A drug-target has a couple of proprieties that are highly desired when constructing the drug [@Gashaw2011]:

-   Target is disease-modifying and/or has a proven function in the pathophysiology of a disease.

-   Modulation of the target is less important under physiological conditions or in other diseases.

-   If the druggability is not obvious (e.g., as for kinases), a 3D-structure for the target protein or a close homolog should be available for a druggability assessment.

-   Target has a favorable 'assayability' enabling high throughput screening.

-   Target expression is not uniformly distributed throughout the body.

-   A target/disease-specific biomarker exists to monitor therapeutic efficacy.

-   Favorable prediction of potential side effects according to phenotype data (e.g., in k.o. mice or genetic mutation databases).

-   Target has a favorable IP situation (no competitors on target, freedom to operate).

### Commonly used data sources for GDAs

There are a couple of really good data sets that report drug-target interactions, I list here three good examples:

1.  DrugBank [@Wishart2006; @wishart2017]

2.  CTD [@davis2020]

3.  Broad Institute Drug Repositioning Hub [@corsello2017]

### Understanding a Drug-Target dataset

For this workshop, we will use the drug bank drug-target dataset, and it can be [found here](https://github.com/deisygysi/NetMed_Workshop/blob/master/data/DB_DrugTargets_1201.csv). This dataset is from Drug-Bank, and has been previously parsed for your convenience. The original file is an XML file, and needs to be carefully handled to get information needed.
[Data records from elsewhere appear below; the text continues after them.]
PR #1761, opened 2020-02-10
Trial on sign up emails

tspenov:


lib/sanbase/billing/subscription/sign_up_trial.ex
```diff
@@ -0,0 +1,128 @@
+defmodule Sanbase.Billing.Subscription.SignUpTrial do
```
IvanIvanoff: Please add a moduledoc here describing the purpose of this table/module

lib/sanbase/billing/subscription/sign_up_trial.ex
```diff
@@ -0,0 +1,128 @@
...
+
+  require Logger
+
+  alias Sanbase.Auth.User
+  alias Sanbase.Billing.Subscription.PromoTrial
+  alias Sanbase.Repo
+
+  @free_trial_days 14
+  # Free trial plans are Sanbase PRO plans
+  @free_trial_plans [13]
```
IvanIvanoff: Let's have one separate module that simply holds these numbers so they can be accessed with a name, what do you think?
So here you would be able to just call `@free_trial_plans [PlanMetadata.sanbase_pro()]`

lib/sanbase/billing/subscription/sign_up_trial.ex
```diff
@@ -0,0 +1,128 @@
...
+
+  @day_email_type_map %{
+    3 => :sent_3day_email,
+    11 => :sent_11day_email,
+    14 => :sent_end_trial_email
```
IvanIvanoff: sen**d** or sen**t** ?

lib/sanbase/billing/subscription/sign_up_trial.ex
```diff
@@ -0,0 +1,128 @@
...
+    sent_welcome_email: "welcome_email"
+  }
+
+  schema "sign_up_trials" do
+    belongs_to(:user, User)
+
+    field(:sent_welcome_email, :boolean, dafault: false)
+    field(:sent_3day_email, :boolean, dafault: false)
+    field(:sent_11day_email, :boolean, dafault: false)
+    field(:sent_end_trial_email, :boolean, dafault: false)
```
IvanIvanoff: `has_sent` :?

priv/repo/migrations/20200210084320_update_api_and_sandata_product_names.exs
```diff
@@ -0,0 +1,26 @@
...
+
+  alias Sanbase.Billing.Product
+
+  def up do
+    Application.ensure_all_started(:tzdata)
+    Application.ensure_all_started(:prometheus_ecto)
+    Sanbase.Prometheus.EctoInstrumenter.setup()
+
+    %{
+      Product.product_api() => "SanAPI by Santiment",
```
IvanIvanoff: What's this? Isn't this Neuro?

lib/sanbase/billing/subscription/sign_up_trial.ex
tspenov: Added a few now. Later will create automatic functions based on `product+plan name+interval`

lib/sanbase/billing/subscription/sign_up_trial.ex
tspenov: lets stick to `sent`

priv/repo/migrations/20200210084320_update_api_and_sandata_product_names.exs
tspenov: Yes,  Neuro becomes `SanAPI`

lib/sanbase/billing/subscription/sign_up_trial.ex
IvanIvanoff: I don't understand what's the meaning here, that's why I ask - does it indicate that it should be sent (thus using `sent` - default `true`) or it has been sent (thus uisng `has_sent` - default `false`)

tspenov: hmm, I think both mean the same - it is past time so it indicates whether the email has been sent - which in both cases defaults to false and is ticked when is sent.

lib/sanbase/billing/subscription/sign_up_trial.ex
tspenov: email type could is better fit for `send` - but I use the same fields as the schema so I can toggle them dynamically without using one more map for `send` -> `sent`

PR #1765, opened 2020-02-12
Consider past_due as inactive. Add uniq constraint

tspenov:


lib/sanbase/billing/subscription.ex
```diff
@@ -392,7 +392,7 @@ defmodule Sanbase.Billing.Subscription do
   end
 
   defp active_subscriptions_query(query) do
-    from(s in query, where: s.status != "canceled")
+    from(s in query, where: s.status != "canceled" and s.status != "past_due")
```
IvanIvanoff: better be inclusive and not exclusive - `status == "active" or status = "trial"`?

Similar to the PPI and the GDA, let us understand a little bit of the data set, and what kind of information we have here.

```{r, results='hide'}
DT = fread(file = 'data/DB_DrugTargets_1201.csv')

head(DT)
```

```{r, results='markup', echo=FALSE}
head(DT[,-c(4,10)]) %>% knitr::kable()
```

```{r}
Cleaned_DT = DT %>% 
  filter(organism == 'Humans') %>%
  select(Gene_Target, Name,ID, Type, known_action) %>%
  unique() 

dim(Cleaned_DT)
dim(DT)
head(Cleaned_DT)
```

```{r}
TargetDist = Cleaned_DT %>% 
  group_by(Gene_Target) %>%
  summarise(numDrugs = n()) 

DrugDist = Cleaned_DT %>% 
  group_by(ID) %>%
  summarise(numTargets = n()) 
```

```{r, fig.cap= "Target distribution", warning=FALSE, message=FALSE}
ggplot(TargetDist) +
  aes(x = numDrugs) +
  geom_histogram(colour = "#1d3557", fill = "#a8dadc" ) +
  labs(x = "Targets", y = "Drugs")+
  theme_minimal()
```

Which Target is the most targetted gene?

```{r, results='markup'}
TargetDist %>%
  arrange(desc(numDrugs)) %>%
  filter(numDrugs > 400)
```

```{r, fig.cap= "Drug distribution", warning=FALSE, message=FALSE}
ggplot(DrugDist) +
  aes(x = numTargets) +
  geom_histogram(colour = "#1d3557", fill = "#a8dadc" ) +
  labs(y = "Targets", x = "Drugs")+
  theme_minimal()
```

### Exercises

Let us understand a little bit more about the data.

1.  What are the top 10 genes mostly targeted by drugs? Are they types are they mostly?

2.  What are the top 10 most promiscuous drugs? What are their indication?